-- REQUIRED WORK --
Lines in the data below that contain the word "think" are to be copied.

+---+

PR #940, opened 2021-04-06
Change the required MongoDB version to 4.9.0+ in the "Connection Pool Management" test

stIncMale:
DRIVERS-1650

### DIFF
--- a/source/server-discovery-and-monitoring/server-discovery-and-monitoring-tests.rst
+++ b/source/server-discovery-and-monitoring/server-discovery-and-monitoring-tests.rst
@@ -8,7 +8,7 @@ Server Discovery And Monitoring -- Test Plan
 :Advisors: David Golden, Craig Wilson
 :Status: Draft
 :Type: Standards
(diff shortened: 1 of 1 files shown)


patrickfreed (commented):
appName support actually was added to failCommand in 4.2.9, however it has a bug that causes it to not work on initial handshake `isMaster` / `hello` commands until 4.9, which is why some other tests require 4.9. This test in particular only triggers the failpoint on post-handshake `isMaster` commands though, which means it can run on 4.2.9+. I updated the [failCommand wiki page](https://github.com/mongodb/mongo/wiki/The-%22failCommand%22-fail-point) to reflect this information.

stIncMale:
@patrickfreed Thank you for the details! Is my understanding correct that your answer implies that we need to close the PR?

patrickfreed:
I personally think the test is fine as-is and we can close the PR, though if you think it will cause similar confusion in the future, maybe its worth updating.

stIncMale:
Then I am closing it.

PR #941, opened 2021-04-06
DRIVERS-1638 Add more tests for sharded transaction unpinning

divjotarora:
Most of the changes are due to restructuring the `transactions/tests` directory into `legacy` and `unified` sub-directories. The only new changes are in `transactions/tests/README.rst` and `transactions/tests/unified/mongos-unpin.yml`.


divjotarora:
I added a requirement about unpinning the server on once the transaction has been aborted because per the transactions FSM, doing any transactional operations after aborting will result in a client-side error so the pinned server is no longer needed.

source/transactions/tests/unified/mongos-unpin.yml
```diff
@@ -0,0 +1,118 @@
...
+          errorCode: *lockTimeoutErrorCode
+          errorLabelsContain: [ TransientTransactionError ]
+          errorLabelsOmit: [ UnknownTransactionCommitResult ]
+      - &assertNoPinnedServer
+        name: assertSessionUnpinned
+        object: testRunner
+        arguments:
+          session: *session0
+
+  - description: unpin on successful abort
```
ShaneHarvey, line 70: This is a new requirement in the spec that requires driver changes even for drivers that otherwise follow the spec before. Can you call this change out in the spec changelog and bump the version number?

source/transactions/transactions.rst
```diff
@@ -824,8 +824,10 @@ error label. In cases where the UnknownTransactionCommitResult causes an
 automatic retry attempt, drivers MUST unpin the ClientSession before performing
 server selection for the retry.
 
-Starting a new transaction on a pinned ClientSession MUST unpin the
-session. Additionally, any non-transaction operation using a pinned
+Aborting a transaction or starting a new transaction on a pinned
+ClientSession MUST unpin the session. Committing a transaction on a pinned
+ClientSession MUST NOT unpin the session as transactions can be committed
```
ShaneHarvey, line 829: "as transactions can be committed multiple times" is a bit ambiguous and could be interpreted as some kind of non-idempotent behavior where a transaction gets applied multiple times on the server. Can we change it to "as commitTransaction may be called multiple times"?

ShaneHarvey (commented):
Tests pass in python.

source/transactions/tests/unified/mongos-unpin.yml
divjotarora: Done.

source/transactions/transactions.rst
divjotarora: Done.

divjotarora:
I also updated the description for DRIVERS-1638 to describe the new tests and the prose change for `abortTransaction`.

source/transactions/transactions.rst
```diff
@@ -1398,6 +1400,7 @@ durable, which achieves the primary objective of avoiding duplicate commits.
 **Changelog**
 -------------
 
+:2020-04-07: Specify that servers should be unpinned once a transcation is aborted.
```
ShaneHarvey, line 1403: servers->sessions
transcation->transaction

divjotarora: Done.

ShaneHarvey (approved):
LGTM! Please note the test directory structure refactor and the new abortTransaction requirement  in commit message+jira ticket.

durran (approved):
LGTM

PR #942, opened 2021-04-07
DRIVERS-1293: Remove deprecated terms from unowned specs

JamesKovacs:
These updates remove oppressive language from specs unowned by team members. The one exception is the handshake spec, which will receive its own PR due to the more substantial changes to discuss hello, helloOk, Versioned API, and legacy hello.

One point to note: The OP_COMPRESSED spec still has examples with `isMaster` present. I grabbed the latest server build (4.9.0-alpha7), but the `mongo` shell in that build still uses `isMaster` for the handshake even when `--apiStrict` is provided. The resulting server logs still show compression being negotiated via `isMaster`. We also don't have any driver implementations yet using the new handshake protocol (e.g. `hello`/`helloOk`). Thus I couldn't get clean logs not containing `isMaster`. Options to consider:

1. Wait for Server to implement the `hello`/`helloOk` handshake in the shell.
2. Update the examples once we prototype the `hello`/`helloOk` handshake in one of our drivers.
3. Remove the `mongod` log lines from the spec.


alcaeus:
> Thus I couldn't get clean logs not containing `isMaster`. Options to consider:

I'd add option 4: update the logs to use `hello`, add the line info "log output may differ depending on server version", and be done with it. Since those are examples on what this looks like, I feel we don't necessarily need to be precise to the exact command being used.

source/benchmarking/benchmarking.rst
```diff
@@ -489,10 +489,10 @@ the database and reading a response.
 Dataset:  n/a
 
 Dataset size: While there is no external dataset, for score calculation
-purposes use 160,000 bytes (10,000 x the size of a BSON {ismaster:true}
+purposes use 130,000 bytes (10,000 x the size of a BSON {hello:true}
```
kevinAlbs, line 492: Oh interesting, no change needed, but I wonder if this will impact these benchmarks.

kevinAlbs (commented):
Looking good.

- driver-bulk-update.rst has a reference to `isMaster()` and no spec owner.
- GridFS refers to "black box".

> I'd add option 4: update the logs to use `hello`, add the line info "log output may differ depending on server version", and be done with it. Since those are examples on what this looks like, I feel we don't necessarily need to be precise to the exact command being used.

Should we regenerate those logs? Those logs show the old, non-JSON format. Using the C driver's example client, and replacing `isMaster` with `hello` generated this: https://gist.github.com/kevinAlbs/fa7ec139016d606da24be9cddd77e049

source/compression/OP_COMPRESSED.rst
```diff
@@ -194,7 +194,7 @@ Compressor IDs
 Each compressor is assigned a predefined compressor ID.
 
 +-----------------+----------------+-------------------------------------------------------+
-| compressorId    | isMaster Value |  Description                                          |
+| compressorId    | hello Value    |  Description                                          |
```
jmikola, line 197: At risk of a larger diff, would "handshake value" be more consistent with what you wrote above?

This would also allow an opportunity to remove the extra space before "noop" in the following row.

source/find_getmore_killcursors_commands.rst
```diff
@@ -468,7 +468,7 @@ getMore
 -------
 
 The **getMore** command replaces the **OP_GET_MORE** wire protocol message.
-The query flags passed to OP_QUERY for a getMore command MUST be slave_ok=True
+The query flags passed to OP_QUERY for a getMore command MUST be secondary_ok=True
```
jmikola, line 471: Since the same document uses camelCase above, would it make sense to use "secondaryOk" here and in the instances below?

source/compression/OP_COMPRESSED.rst
jmikola, line 197: Should this be "handshake value" for consistency with the above, or was that intentionally not done to avoid a larger diff?

If you do go the route of a larger diff, you could also remove the leading space before "noop" in the row below.

source/benchmarking/benchmarking.rst
JamesKovacs: BSON `{ismaster:true}` will be serialized on the wire as:
payload size as int32
single boolean element (\x08) with value true (\x01): \x08 ismaster (8 bytes + \x00) \x01
terminal null: \x00
Total Size: 16 bytes

BSON `{hello:true}` will be serialized on the wire as:
payload size as int32
single boolean element (\x08) with value true (\x01): \x08 hello (5 bytes + \x00) \x01
terminal null: \x00
Total Size: 13 bytes

So yes, the data size will therefore be changed for this test case, which could affect the results. We can either decide to accept that `{ismaster:true}` test results can't be compared directly to `{hello:true}` results or we can artificially pad out `{hello:true}` by adding another 3 bytes such as `{a:null}` (`\x0a \x61 \x00`). My preference is to acknowledge that the test results aren't directly comparable rather than artificially padding the `hello` test to match the previous size. I suppose we could also change the number of iterations, but that would likely affect the results more than the difference in BSON document size.

source/find_getmore_killcursors_commands.rst
JamesKovacs: Since the original spec text used `slaveOk` and later `slave_ok=True`, I thought there was some significance to the use of snake_case. But I guess the reason was the original spec author probably worked on the Python driver. Changed to `secondaryOk=true` to maintain consistency with previous usages in the spec.

source/compression/OP_COMPRESSED.rst
JamesKovacs: Done. And the phrase `Handshake Value` is just long enough to force me to reformat the entire table. 😛  So the `noop` fix got "added" for free.

JamesKovacs:
> > Thus I couldn't get clean logs not containing `isMaster`. Options to consider:
> 
> I'd add option 4: update the logs to use `hello`, add the line info "log output may differ depending on server version", and be done with it. Since those are examples on what this looks like, I feel we don't necessarily need to be precise to the exact command being used.

Option 4 works for me.

JamesKovacs:
Feedback incorporated. Re-requesting reviews.

source/benchmarking/benchmarking.rst
kevinAlbs: Hah, I hadn't thought about that artificial padding. I agree with your preference of keeping it as is.

source/compression/OP_COMPRESSED.rst
```diff
@@ -284,64 +285,84 @@ Connection strings, and results
...
-   2017-04-17T15:04:37.756-0700 D NETWORK  [conn6] Compressing message with snappy
-   2017-04-17T15:04:37.757-0700 D NETWORK  [conn6] Decompressing message with snappy
-   2017-04-17T15:04:37.757-0700 D COMMAND  [conn6] run command test.$cmd { ping: 1 }
-   2017-04-17T15:04:37.757-0700 I COMMAND  [conn6] command test.$cmd command: ping { ping: 1 } numYields:0 reslen:37 locks:{} protocol:op_query 0ms
-   2017-04-17T15:04:37.757-0700 D NETWORK  [conn6] Compressing message with snappy
-   2017-04-17T15:04:37.757-0700 D NETWORK  [conn6] Socket recv() conn closed? 127.0.0.1:34294
-   2017-04-17T15:04:37.757-0700 D NETWORK  [conn6] SocketException: remote: 127.0.0.1:34294 error: 9001 socket exception [CLOSED] server [127.0.0.1:34294]
-   2017-04-17T15:04:37.757-0700 I -        [conn6] end connection 127.0.0.1:34294 (1 connection now open)
+  mongod should have logged the following (the exact log ouptut may differ depending on server version)::
```
alcaeus, line 288: Typo: "output"
```suggestion
  mongod should have logged the following (the exact log output may differ depending on server version)::
```

alcaeus (approved):
Found one typo, but rest LGTM!

source/compression/OP_COMPRESSED.rst
```diff
@@ -284,64 +285,84 @@ Connection strings, and results
...
-
-   2017-02-27T04:00:00.000-0700 D COMMAND  [conn654] run command admin.$cmd { isMaster: 1, client: { ... }, compression: [] }
+  mongod should not have logged anything as drivers should reject invalid compressor values.
 
-  e.g., empty compression: [] array. No operations should have been compressed.
   The results of the program should have been::
 
-   WARNING: Unsupported compressor: 'snoopy'
-   { "ok" : { "$numberDouble" : "1.0" } }
+   Failed global initialization: BadValue Invalid network message compressor specified in configuration: snoopy
```
kevinAlbs, line 340: Is this the behavior for .NET? I interpreted the spec to proceed with a [warning on an invalid compressor](https://github.com/mongodb/specifications/blob/master/source/compression/OP_COMPRESSED.rst#compressors)

> Comma separated list of compressors the client should present to the server. Unknown compressors MUST yield a warning, as per the Connection String specification, and MUST NOT be included in the handshake.

kevinAlbs (commented):
I have a question about OP_COMPRESSED on unrecognized compressors.

I also think driver-bulk-update.rst may need to be updated to replace `isMaster()` with `hello()`.

source/compression/OP_COMPRESSED.rst
```diff
@@ -284,64 +285,84 @@ Connection strings, and results
...
-   { "ok" : 1.0 }
+   { "ok" : 1 }
 
 
 * mongodb://localhost:27017/?compressors=snoopy
 
-  mongod should have logged the following::
-
-   2017-02-27T04:00:00.000-0700 D COMMAND  [conn654] run command admin.$cmd { isMaster: 1, client: { ... }, compression: [] }
+  mongod should not have logged anything as drivers should reject invalid compressor values.
```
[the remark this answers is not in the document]
JamesKovacs: Oh, I need to correct this. I was testing with the `mongo` shell and (foolishly) assumed that the behaviour would be the same. I'll double check with a driver or two and fix this section. Thanks for catching this.

source/compression/OP_COMPRESSED.rst
JamesKovacs: As noted above, this was based on the `mongo` shell. I'll re-run it with an actual driver and fix this.

source/compression/OP_COMPRESSED.rst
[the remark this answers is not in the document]
JamesKovacs: Fixed.

source/compression/OP_COMPRESSED.rst
JamesKovacs: Fixed.

kevinAlbs (approved):
LGTM!

alcaeus:
Merging to unblock DRIVERS-1633.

+---+

-- ANSWER TO THE PROBLEM --
I personally think the test is fine as-is and we can close the PR, though if you think it will cause similar confusion in the future, maybe its worth updating.
I also think driver-bulk-update.rst may need to be updated to replace `isMaster()` with `hello()`.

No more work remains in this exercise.